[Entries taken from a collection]
PR #10708, opened 2018-01-11
New package: cackey-0.7.5

abenson:
I don't believe this should affect shlibs, since it's meant to be dynamically loaded by applications such as Firefox.


srcpkgs/cackey/template
```diff
@@ -0,0 +1,17 @@
...
+version=0.7.5
+revision=1
+build_style=gnu-configure
+makedepends="pcsclite-devel"
+depends="pcsc-tools"
+short_desc="DOD CAC PKCS#11 provider library"
+maintainer="Andrew Benson <abenson+void@gmail.com>"
+license="MIT"
+homepage="http://www.rkeene.org/projects/info/wiki/161"
+distfiles="http://cackey.rkeene.org/download/0.7.5/cackey-0.7.5.tar.gz"
```
the-maldridge: please parameterize this version number, then ping me when its done.

srcpkgs/cackey/template
```diff
@@ -0,0 +1,17 @@
+# Template file for 'cackey'
+pkgname=cackey
+version=0.7.5
+revision=1
+build_style=gnu-configure
+makedepends="pcsclite-devel"
+depends="pcsc-tools"
+short_desc="DOD CAC PKCS#11 provider library"
```
the-maldridge: There's more than one DOD, maybe clarify that this is the US one in case other governments would like to implement overly complex standards of their own?

abenson:
I just removed the reference to DoD since the library implements a standard not specific to DoD.

PR #10720, opened 2018-01-12
New package: python-random2-1.0.1

wpbirney:
Adds missing python-random2 module needed for 
https://github.com/voidlinux/void-packages/pull/10595#issuecomment-357221541


pullmoll:
Now we can fix pysolfc adding python-six and python-random2 to depends, if I got this right?

wpbirney:
@pullmoll yes this allowed pysolfc to start for me

pullmoll:
Ok, I'll update the template.

pullmoll:
Running pysol now tells me
```
No cardsets were found!!!
Main data directory is:
/usr/share/PySolFC

Please check your PySol installation.
```

/usr/share/PySolFC is there and contains data. What may be wrong here?

wpbirney:
@pullmoll iirc the cardsets are a seperate download, perhaps a cardsets template should be made, or we can add the cardsets to the pysolfc template

http://sourceforge.net/projects/pysolfc/files/PySolFC-Cardsets/PySolFC-Cardsets-2.0

wpbirney:
looks like i could be wrong, appears the default cardset is included

https://github.com/shlomif/PySolFC in the extras part of the readme

wpbirney:
@pullmoll i just confirmed downloading the cardsets and putting them under /usr/share/PySolFC/cardsets/* works

ebfe:
Or we could just revert the update and wait for an official (non-beta) release that might actually include the correct cardset.

wpbirney:
@ebfe afaik the original non beta from 2009 version did not include the cardsets either

pullmoll:
The package `aisleriot` downloads and installs the PySolFC cardset as `/usr/share/aisleriot/cards`.
I think that pysolfc could do the same just installing to the default location. If pysolfc-cardset is a separate package, I could change aisleriot to depend on that instead, patching the source to use the shared resource.

newbluemoon:
I have a template ready and could do a PR if that’s OK with everybody.

wpbirney:
@newbluemoon sounds good to me!

newbluemoon:
Ok, done. #10726 :)

PR #10723, opened 2018-01-12
xbps-src: use proxy if XBPS_PROXY is set

pulux:


Duncaen:
https://github.com/voidlinux/void-packages/pull/8117

PR #10732, opened 2018-01-12
New package: blind-1.1

copyleftie:
I'm wondering if imagemagick should be a runtime dependency as well? You "only" need it to support other image formats than [farbfeld](https://tools.suckless.org/farbfeld/) and PAM. Maybe add a post-install message?


Vaelatern:
this template sucks.

PR #10743, opened 2018-01-13
appstream-glib: update to 0.7.4.

maxice8:
- Adapt to new meson build system, use configure options to remove gtk-doc
- Expand on libstemmer packaging, add URL pointing to issue blocking libstemmer packaging
- Change license to LGPL-2.1
- Add patch to fix musl builds by adding missing stdint.h include for archive_entry.h include
- add gir build option to disable gobject-introspection on cross-compilation
- Remove static archive (.a) vmove that doesn't exist anymore


maxice8:
Seems to be fixed by adding 

```
#include <stdint.h>
```

before the 

```
#include <archive_entry.h>
```

PR #10748, opened 2018-01-13
python-matplotlib: update to 2.1.1.

pbui:
Update patch for new version (maintaining previous behavior).


asergi:
`s/python-functools32/python-backports.functools_lru_cache/`

PR #10772, opened 2018-01-13
New package: otfcc-0.10.2alpha

renatoaguiar:


srcpkgs/otfcc/template
```diff
@@ -0,0 +1,32 @@
+# Template file for 'otfcc'
+pkgname=otfcc
+version=0.10.2alpha
+revision=1
+_version=${version/alpha/-alpha}
+wrksrc=${pkgname}-${_version}
+only_for_archs="i686 x86_64"
```
Johnnynator: Pls also add i686-musl and x86_64-musl, it should work there fine.

pullmoll:
I took the freedom to hack the generated x86/x64 centric `*.make` files to support cross builds in favor of setting `only_for_archs=...`. We really ought to not abuse this variable for (sorry) braindead Makefiles or generators :)

PR #10775, opened 2018-01-13
lz4: update to 1.8.1.

pbui:


cr6git:
[#10750](https://github.com/voidlinux/void-packages/pull/10750)

PR #11168, opened 2018-01-27
dvtm: add support for compile-time config file

copyleftie:


Duncaen:
Whats the point of putting the default config file in the repository.
This just makes updates harder, you have to check every time if something is changed.
Please just check if there is a config.h in the files dir and copy it.
Just because some teamplates do it doesn't mean its good.

PR #11180, opened 2018-01-28
micro: update to 1.4.0.

maxice8:


cr6git:
`homepage="https://micro-editor.github.io"`

PR #11181, opened 2018-01-28
calc: update to 2.12.6.4.

maxice8:


Chocimier:
2.12.6.4 is [unstable](http://www.isthe.com/chongo/src/calc/).  What about updating to stable 2.12.6.5?

PR #11182, opened 2018-01-28
ncurses: update to 6.1.

maxice8:


chneukirchen:
**Fallout**

Rebuild required:
- [x] bash
- [x] yash
- [x] rc (with static)

Other issues:
- tmux requires server restart
- potential slang fallout (couldn't reproduce yet: https://bugs.archlinux.org/task/57300)

PR #11188, opened 2018-01-28
intellij-idea-community-edition: update to 2017.3.3.

asiekierka:


srcpkgs/intellij-idea-community-edition/template
```diff
@@ -37,13 +37,15 @@ do_install() {
 		rm ${DESTDIR}/usr/share/intellij-idea/bin/fsnotifier
 		rm ${DESTDIR}/usr/share/intellij-idea/bin/idea.vmoptions
 		rm ${DESTDIR}/usr/share/intellij-idea/lib/libpty/linux/x86/libpty.so
+		rm -d ${DESTDIR}/usr/share/intellij-idea/lib/libpty/linux/x86
```
asiekierka: This line (and the matching one) was added to prevent a warning from the 03-remove-empty-dirs hook.

pullmoll: You can safely ignore ths warnings from 03-remove-empty-dirs. They are purely informational and many packages leave empty directories in the tree, especially after e.g. having moved files to subpackages.

asiekierka: Alright! In that case, I have corrected my PR.

PR #11192, opened 2018-01-28
New package: gnucobol-2.2_1

dertuxmalwieder:


pullmoll:
Since this is a compiler I think it would make sense to split the binary and the libs and development files into subpackages like `gnucobol-libs` and `gnucobol-devel`.

+ `gnucobol` depends on `gnucobol-libs`, i.e. just the `libcob.so.4.0.0`
+ `gnucobol-libs` does just  `vmove usr/lib/*.so.*` in its `pkg_install()`
+ `gnucobol-devel` depends on `gnucobol-libs` as well and `vmove usr/include`, `vmove usr/lib/*.so` and `vmove usr/lib/*.a` files, perhaps `vmove usr/bin/cob-config` and also  `vmove usr/share/gnucobol` files?
+ add a common/shlibs entry `libcob.so.4.0.0 gnucobol-libs-2.2_1`

I haven't tried, so do binaries compiled with `cobc` need `cobrun` to be executed, or just the `libcob.so.4.0.0`, if they are shared and nothing at all for a static link?

dertuxmalwieder:
@pullmoll Good points - this was my first try though and I'll still have a lot to learn about xbps packaging, obviously. :-(

It would make more sense like that ^ indeed... mind to help? (I'll be "out of office" until Monday -- sorry.)

pullmoll:
First never use `git merge …` to merge `voidlinux/void-packages/master` (a.k.a. `upstream`) into a branch but always use `git pull --rebase`. After doing your changes, perhaps rebasing using `git rebase -i origin/master` and committing the changes, then use `git push -f` to force update the HEAD of your branch.

Now that I think about it, everything but the shared library should probably be kept in the main package. Programs which link against the shared library should not install the compiler, headers, etc., though, so just a `gnucobol-libs` subpackage should suffice:
```
# Template file for 'gnucobol'
pkgname=gnucobol
version=2.2
revision=1
build_style=gnu-configure
makedepends="gmp-devel db-devel"
short_desc="Free COBOL compiler (formerly OpenCOBOL)"
maintainer="Cthulhux <git@tuxproject.de>"
license="GPL-3"
homepage="https://sourceforge.net/projects/open-cobol/"
distfiles="${SOURCEFORGE_SITE}/open-cobol/gnu-cobol/${version}/${pkgname}-${version}.tar.xz"
checksum=dc18fc45c269debfe86a4bbe20a7250983cba6238ea1917e135df5926cd024a0
depends="gnucobol-libs>=${version}_${revision}"

gnucobol-libs_package() {
        short_desc+=" - runtime libraries"
        pkg_install() {
                vmove usr/lib/*.so.*
                vmove usr/lib/gnucobol
        }
}
```

And somewhere in `common/shlibs` the following line must be added:
```
libcob.so.4.0.0 gnucobol-libs-2.2_1
```
If you don't do it at the end but somewhere else chances are higher that your PR won't see a merge conflict too soon.

dertuxmalwieder:
Ah, git is not really my favorite VCS. I always lose myself in merge/pull/commit conflicts. :-(

PR #11206, opened 2018-01-29
sterm: Remove duplicate package/template.

Neffistopheles:
sterm is already packaged under its proper name "st", which is already up to
date with a well-formed template.

Furthermore, the duplicate template has a few issues as outlined https://github.com/voidlinux/void-packages/pull/11084#issuecomment-361118485


maxice8:
Installing both here, they seem very different

st opens st

sterm returns this

```
No device specified
Usage: sterm [options] <device>
Options:
  -b <duration> send break signal
  -c        enter command mode
  -d[PULSE] make pulse on DTR
  -e        ignore '~.' escape sequence
  -n        do not switch the device to raw mode
  -r[PULSE] make pulse on RTS
  -s <baudrate>
  -v        verbose mode

PULSE is a number specifying the pulse. Absolute value defines the
length of the pulse in milliseconds, sign determines the polarity of
the pulse. Alternatively, PULSE can be either '+' or '-', which
corresponds to +1 or -1.
```

cr6git:
@Neffistopheles Are you sure these two projects are the same?

https://git.suckless.org/st

https://rtime.felk.cvut.cz/gitweb/sojka/sterm.git

They look different.

Vaelatern:
@Neffistopheles seems the burden of proof is on you, can you confirm they are the same project?

cr6git:
@Vaelatern Seems this guy is just a **troll**. Please close this.

pullmoll:
st and sterm are different packages.

PR #11218, opened 2018-01-29
hugo: fix dependencies and license

dleeram:
Chroma is used by [default](https://gohugo.io/content-management/syntax-highlighting), but can still use optionally Pygments.
Their license changed to Apache 2.0.


maxice8:
0.37 was released, including the update with the fixes would be nice.

pullmoll:
Can you please rebase @dleeram ?

PR #11229, opened 2018-01-29
New package: wordgrinder-0.7.1

abenson:


pullmoll:
This does not build (anymore?) for me:
```
=> wordgrinder-0.7.1_1: running do_build ...
Bootstrapping build
/bin/sh: o: command not found
make: [Makefile:149: /tmp/wg-build/lua] Error 127 (ignored)
/bin/sh: /tmp/wg-build/lua: No such file or directory
make: *** [Makefile:116: /tmp/wg-build/build.ninja] Error 127
=> ERROR: wordgrinder-0.7.1_1: failed to run do_build() at line 9.
```

abenson:
This isn't building for me either, wth.

pullmoll:
This doesn't cross build because the scripts try to run tests with the cross built binary.
Is there perhaps a `--disable-tests` like switch which could be defined when cross compiling?

pullmoll:
Remove the `pre_configure()` step. It is not necessary because the builders are clean when a package is built.

abenson:
It's not an issue with the builders, it's a required step for the package.

It might not be required, author got back to me about building without testing. Going to try that and see if it a) fixes the cross compile b) negates the need for the extra clean.

pullmoll:
Ok, I'll wait until you're done with the template.

abenson:
Split out the X11 version to a sub-package and was able to reduce the number of required patches.

pullmoll:
I don't know why it worked for you, it does not for me:
```
=> wordgrinder-0.7.1_1: running do_build ...
make: '/tmp/wg-build/build.ninja' is up to date.
ninja: error: unknown target 'bin/xwordgrinder-builtin-x11-release'
=> ERROR: wordgrinder-0.7.1_1: failed to run do_build() at line 19.
```

abenson:
Try this now...

It uses system Lua, doesn't build in /tmp...

PR #11248, opened 2018-01-30
New package: fortune-mod-zh-2.6

cr6git:


cr6git:
Why Travis doesn't start?

cr6git:
Weird.

PR #11250, opened 2018-01-30
ranger: update to 1.9.0

NoctuaNivalis:


maxice8:
https://github.com/voidlinux/void-packages/pull/11212/files

NoctuaNivalis:
Wow, I'm slow. I though checking the last page would be enough.

PR #13052, opened 2018-03-30
New package: gnome-tweaks-3.28.0.

maxice8:
@Gottox seems we have missed gnome-tweak-tool changing into gnome-tweaks, i changed gnome-tweak-tool into a transitive package that depends on gnome-tweaks, users that update gnome-tweak-tool to 3.28.0 will install gnome-tweaks, users that install gnome first time will get only gnome-tweaks.

after sometime we can delete gnome-tweak-tool


srcpkgs/gnome-tweak-tool/template
```diff
@@ -1,17 +1,10 @@
 # Template file for 'gnome-tweak-tool'
 pkgname=gnome-tweak-tool
```
Gottox: make this a subpkg of gnome-tweaks.

maxice8: a meta subpkg ?

Gottox: See upower. (Please not that we should not use provides/replaces here, as it had some sideeffects for upower)

Gottox: You can also leave build_style=meta out, it makes no sense for subpackages.

maxice8: ok done.

Issue #11804, opened 2018-02-22
Manual.md: replaces is not documented


yopito:
usage samples: `srcpkgs/xorg-server/template`, `srcpkgs/yq-go/template`, ...

kiarash96:
Also `provides`

PR #13064, opened 2018-03-30
Manual.md: document Transitional packages

maxice8:
I saw 2 implementations of transitional packages.

1. old package stays but is turned into meta-package that points to new package ( lemonbuddy -> polybar )
2. old package is removed, new subpackage is created with name of old package that points to n ew package ( gnome-tweak-tool -> gnome-tweaks, upower0 -> upower )

i documented regarding 2, also having different implementations of such trivialities is annoying.


maxice8:
i am also not sure if to call them `transitive` or `dummy` or `transitive dummy`

Hoshpak:
I would call them transitional packages as I don't recognize any transitivity there.

maxice8:
On Fri, Mar 30, 2018 at 10:06:07AM +0000, Helmut Pozimski wrote:
> I would call them transitional packages as I don't recognize any transitivity
> there.
> 
> —
> 

yeah, i updated the PR

Gottox:
@voidlinux/pkg-committers I like this approach. comments?

Manual.md
```diff
@@ -1227,6 +1228,16 @@ The following variables influence how Haskell packages are built:
 - `make_build_args`: This is passed as-is to `stack build ...`, so
   you can add your `--flag ...` parameters there.
 
+<a id="pkgs_transitional"></a>
+### Transitional packages
+
+Transitional packages are used to move users into a new package. It is commonly
+used when upstream changes it's name and Void Linux changes the package name to
+reflect such change. A transitive package must be an empty subpackage of the
```
ebfe: s/transitive/transitional/

Manual.md
```diff
@@ -1227,6 +1228,16 @@ The following variables influence how Haskell packages are built:
...
+package of the new main package, on the subpackage, it must have `noarch=yes`, 
+`short_desc+"= - transitional package"` and
+`depends="${pkgname}-${version}_${revision}"`
```
ebfe: s/pkgname/sourcepkg/

maxice8:
Thanks for catching, will fix when I get home in about 1 hour

maxice8:
Will fix whenever I get home eta 1h

ebfe:
Maybe it would be good to indentify/explain why these are needed at all. Why doesn't replaces=(/provides=) work? Also see #11804.

These transitional packages have the problem that you never know when they can be safely removed, so i'm not sure if they should be encouraged.

Manual.md
```diff
@@ -1227,6 +1228,16 @@ The following variables influence how Haskell packages are built:
 - `make_build_args`: This is passed as-is to `stack build ...`, so
   you can add your `--flag ...` parameters there.
 
+<a id="pkgs_transitional"></a>
+### Transitional packages
+
+Transitional packages are used to move users into a new package. It is commonly
+used when upstream changes it's name and Void Linux changes the package name to
```
newbluemoon: I think it must be “its name”.

maxice8:
As far as I can tell  replaces provides doesn't update people with the old
package

Manual.md
```diff
@@ -1227,6 +1228,16 @@ The following variables influence how Haskell packages are built:
...
+reflect such change. A transitive package must be an empty subpackage of the
+package of the new main package, on the subpackage, it must have `noarch=yes`,
```
newbluemoon: Is there a “package” too much? And maybe split into two sentences for better readability?

ebfe:
> As far as I can tell replaces provides doesn't update people with the old package

But that's exactly what replaces is for. replaces=oldname>=0 and revbumping all revdeps so they refer to the new name should take care of that. As far as i understand it the only reason to use transitional packages is to avoid the revbump of the revdeps. But all in all replaces should be the "default" rename strategy as it also takes care of removing the old package from the system and doesn't clobber the repo with dummy packages.

maxice8:
oh, i wasn't aware of that (no docs), would be really good if this knowledge was added to the docs.

maxice8:
@ebfe using replaces= also require changes to the package that is going to be removed ?

Duncaen:
Transitional packages are good to replace manually installed packages without rdevs.
If nothing pulls in a package into the transaction it would never be considered for `replaces=`.
The problem with them is that transitional packages would replace the manually installed package and install the package its replaced by as automatically installed.

ebfe:
> If nothing pulls in a package into the transaction it would never be considered for replaces=.

If that's the case then maybe that should be fixed instead of adding transitional packages.

ebfe:
> > If nothing pulls in a package into the transaction it would never be considered for replaces=.
> 
> If that's the case then maybe that should be fixed instead of adding transitional packages.

Which of course isn't trivial to do since it's used in combination with
provides for virtual packages which relies on this
behaviour. And is at the same time broken by it ((releated bug
https://github.com/voidlinux/xbps/issues/257). Which leads us back to #11804.

Manual.md
```diff
@@ -1227,6 +1228,16 @@ The following variables influence how Haskell packages are built:
 - `make_build_args`: This is passed as-is to `stack build ...`, so
   you can add your `--flag ...` parameters there.
 
+<a id="pkgs_transitional"></a>
+### Transitional packages
+
+Transitional packages are used to move users into a new package. It is commonly
+used when upstream changes it's name and Void Linux changes the name to reflect
```
pullmoll: s/it's/its/

maxice8: fixed,, thanks

maxice8:
soooo, what is the current plan ? document replaces= / provides= and make Transitional packages documentation just explain how to use those to make a transitional package ?

ebfe:
I think it became clear that renaming packages isn't a 'triviality' so I propose:

```markdown
# Renaming packages

Don't do it unless you know what you are doing.
```

until replaces/provides semantics are clear and implemented in a sane way in xbps. (only half joking)

maxice8:
> # Renaming packages
>
> Don't do it unless you know what you are doing.

Nobody does.

I'll shelf this until xbps people sort it out.

Issue #13068, opened 2018-03-30
Gajim package requires setuptools


dimaburmistrov:
### System

* xuname:  
  Void 4.15.12_1 x86_64 GenuineIntel uptodate r
* package:  
  ii gajim-1.0.0_1                           Full featured Jabber/XMPP client

### Expected behavior
Gajim is running after launching it. Gajim package fullfils all necessary dependencies in its requirements.

### Actual behavior
Failed with exception:

`Traceback (most recent call last):
  File "/usr/bin/gajim", line 6, in <module>
    from pkg_resources import load_entry_point
ModuleNotFoundError: No module named 'pkg_resources'`

### Steps to reproduce the behavior
Install minimal system without setuptools for Python 3.

After installing `python3-setuptools-39.0.1_1.noarch.xbps` works as expected.

dimaburmistrov:
I think this should fix the issue: https://github.com/voidlinux/void-packages/pull/13071

PR #13071, opened 2018-03-30
Add missing dependency python3-setuptools for Gajim

dimaburmistrov:
Fix for issue #13068


srcpkgs/gajim/template
```diff
@@ -5,7 +5,7 @@ revision=1
 noarch=yes
 build_style=python3-module
 hostmakedepends="python3 python3-setuptools"
```
maxice8: The dependencies can be minimized to 

```
depends="python3-gobject python3-nbxmpp python3-pyasn1 python3-setuptools"
```

dimaburmistrov:
Updated to satisfy comments.

PR #13088, opened 2018-03-30
nnn: trim down dependencies, fix short_desc & license

cr6git:


srcpkgs/nnn/template
```diff
@@ -4,8 +4,8 @@ version=1.7
 revision=1
 build_style=gnu-makefile
 hostmakedepends="pkg-config"
-makedepends="ncurses-devel readline-devel"
-short_desc="A lightweight terminal file browser"
+makedepends="readline-devel"
+short_desc="The missing terminal file browser for X"
 maintainer="Dennis Kraus <kraus@posteo.de>"
 license="BSD"
```
maxice8: Whie you're at it also use the SPDX identifier for the license.

srcpkgs/nnn/template
```diff
@@ -4,8 +4,8 @@ version=1.7
 revision=1
```
maxice8: needs revbump

PR #13089, opened 2018-03-30
Further kde4 removal

ebfe:
@Gottox do you still care about autokey? (depends on kde-python)
@Hoshpak do you still care about knemo? (depends on kde-workspace)


Hoshpak:
@ebfe knemo is only relevant in the context of a KDE4 desktop, feel free to remove it.

PR #13093, opened 2018-03-31
nsjail: update to 2.5, don't git clone, fix musl, install manpage

mvf:


srcpkgs/nsjail/template
```diff
@@ -1,28 +1,36 @@
 # Template file for 'nsjail'
 pkgname=nsjail
-version=2.4
-revision=2
+version=2.5
+revision=1
 build_style=gnu-makefile
-hostmakedepends="libnl3-devel git pkg-config protobuf-c bison flex"
-makedepends="libnl3-devel libcap-devel protobuf-devel"
+hostmakedepends="bison flex pkg-config protobuf-devel"
```
cr6git: You can omit `bison` which is a dependency of `flex`.

srcpkgs/nsjail/template
```diff
@@ -1,28 +1,36 @@
...
+makedepends="libnl3-devel protobuf-devel"
 short_desc="A light-weight process isolation tool"
 maintainer="Andrea Brancaleoni <abc@pompel.me>"
 license="Apache-2.0"
 homepage="https://github.com/google/nsjail"
```
cr6git: `homepage="http://nsjail.com"`

mvf: Good point, updated.

srcpkgs/nsjail/template
mvf: IMHO that's an implementation detail. The build process calls both, so it should depend on both. `flex` (the program) doesn't really depend on `bison` either, I don't know why the Void package does. Looks like a bug to me.

cr6git: If details are not important it's okay...

cr6git: I'm probably wrong. Make a PR to change this then! :+1:

maxice8:
2.6 is available.

PR #13102, opened 2018-03-31
Update libsrtp to 2.1.0

Hoshpak:


ebfe:
From the release dates this looks like a downgrade:

https://github.com/cisco/libsrtp/releases

ebfe:
Never mind, just wired wording

PR #13105, opened 2018-03-31
New package: kid3-3.6.0

SolitudeSF:
dont really know how i should go about package splitting here. it also has kde build option.


SolitudeSF:
i have no clue how to fix that error

SolitudeSF:
added a hacky workaround to stop ldd from failing on crosscompiling

PR #13106, opened 2018-03-31
New package: lf-r3

TeddyDD:
lf is terminal file manager similar to ranger but simpler
https://github.com/gokcehan/lf


srcpkgs/lf/template
```diff
@@ -0,0 +1,19 @@
+# Template file for 'lf'
+pkgname=lf
+version=1
```
cr6git: `version=r1`

TeddyDD: So version does not have to be a number? Okay :)

srcpkgs/lf/template
```diff
@@ -0,0 +1,19 @@
...
+revision=1
+build_style=go
+go_import_path="github.com/gokcehan/${pkgname}"
+wrksrc="${pkgname}-r${version}"
```
cr6git: then you can omit `wrksrc="...`

srcpkgs/lf/template
```diff
@@ -0,0 +1,19 @@
...
+hostmakedepends="git"
+short_desc="Terminal file manager"
+maintainer="Daniel Lewan <vision360.daniel@gmail.com>"
+license="MIT"
+homepage="https://${go_import_path}"
```
cr6git: `homepage="https://godoc.org/github.com/gokcehan/lf`

srcpkgs/lf/template
```diff
@@ -0,0 +1,19 @@
...
+distfiles="${homepage}/archive/r${version}.tar.gz"
```
cr6git: distfiles=`https://github.com/gokcehan/lf/archive/${version}.tar.gz`

srcpkgs/lf/template
cr6git: version is what upstream provides.

srcpkgs/lf/template
cr6git: change that.

srcpkgs/lf/template
cr6git: change that.

srcpkgs/lf/template
TeddyDD: Not sure about that, readme in repo is more informative, has screenshots, links to community chat and list of features.

srcpkgs/lf/template
TeddyDD: Okay, thanks. I saw some packages omniting "v" from versions number and assumed this should be stripped too..

TeddyDD:
@cr6git I'd prefer not to change homepage. Let me know if I should untalgle distfile and homepage into literal adress, without varialbes.

cr6git:
@TeddyDD don't worry, maybe someday a developer will merge your stuff.

TeddyDD:
Three updates so far :rofl:

pullmoll:
15e9121cc826c34459f34b287323c57f37146a9f

PR #13109, opened 2018-03-31
python-tornado: update to 5.0.1.

pbui:
- Python 2 no longer requires certifi
- Python 2 now requires python-futures


asergi:
Tornado 5 introduces backwards-incompatible changes, so it hasn't been updated on purpose:
- jupyter is already compatible with tornado 5
- pyzmq >= 17 is compatible with tornado 5
- mopidy, salt and wpull (abandoned?) are not compatible with tornado 5 yet

TL;DR Tornado will be updated to 5 in due course.

PR #13122, opened 2018-03-31
firefox: use system default locale

wine:
Firefox 59 uses the system language in UI only if the pref `intl.locale.requested` is set to an empty string.

https://developer.mozilla.org/en-US/Add-ons/WebExtensions/Internationalization#Testing_out_your_extension


asergi:
Merged manually in b431f22f6d7d7071752db3e59947b050b4d3b9e8. Thanks.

Task description: Copy each line of the data that contains the word "number".

Answer to this problem:
the-maldridge: please parameterize this version number, then ping me when its done.
PULSE is a number specifying the pulse. Absolute value defines the
Split out the X11 version to a sub-package and was able to reduce the number of required patches.
TeddyDD: So version does not have to be a number? Okay :)
TeddyDD: Okay, thanks. I saw some packages omniting "v" from versions number and assumed this should be stripped too..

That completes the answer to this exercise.